* _PROBLEM TO SOLVE_
Each line below is to be written out in full, exactly as shown.

Top of GIVEN DATA

PR #14746, opened 2026-08-12
fix(google-sheets): demote six legacy actions to audience 'human'

ibrahim-abuznaid:
## Description

Six legacy Google Sheets actions serve `audience: 'both'`, so they are offered to agents alongside a near-identical `audience: 'ai'` atomic that already covers the same operation. This demotes those six to `'human'`, which is what the other 20 legacy actions in the piece already do.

Bottom of GIVEN DATA

* _SOLUTION TO THIS EXERCISE_
PR #14746, opened 2026-08-12
fix(google-sheets): demote six legacy actions to audience 'human'

ibrahim-abuznaid:
## Description

Six legacy Google Sheets actions serve `audience: 'both'`, so they are offered to agents alongside a near-identical `audience: 'ai'` atomic that already covers the same operation. This demotes those six to `'human'`, which is what the other 20 legacy actions in the piece already do.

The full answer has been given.